***** MATERIAL TO PROCESS *****

PR #1135, opened 2016-05-09
Remove Debian Wheezy, Ubuntu Precise

domcleal:
Wheezy is now in the LTS phase and superseded by Jessie, while Precise
is superseded by both Trusty and Xenial. This will help drop Ruby 1.9.3
support in Foreman core and allow some dependencies to be updated.


mmoll:
I concur, thanks @domcleal!

PR #1138, opened 2016-05-11
templates: 2.1.0 release

GregSutcliffe:
It's a trivial addition, so while untested it should be fine for 1.11 and 1.10 too.


mmoll:
merged and cherry-pick into 1.11 as 3b3d684, thanks @GregSutcliffe!

PR #1139, opened 2016-05-11
Update foreman_templates to 2.1.0

GregSutcliffe:
I *think* I've done this right - it's the first time I've gotten the rpm side of the repo to work on Arch ;)

As with #1138 should be good for all recent Foreman releases.


domcleal:
Thanks @GregSutcliffe, building for nightly and 1.11.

*****

§ EXERCISE OBJECTIVE: Transcribe the records above exactly, but only from the line that contains "PR #1139, opened 2016-05-11" through their final line, inclusive.

§ SOLVED EXERCISE:
PR #1139, opened 2016-05-11
Update foreman_templates to 2.1.0

GregSutcliffe:
I *think* I've done this right - it's the first time I've gotten the rpm side of the repo to work on Arch ;)

As with #1138 should be good for all recent Foreman releases.


domcleal:
Thanks @GregSutcliffe, building for nightly and 1.11.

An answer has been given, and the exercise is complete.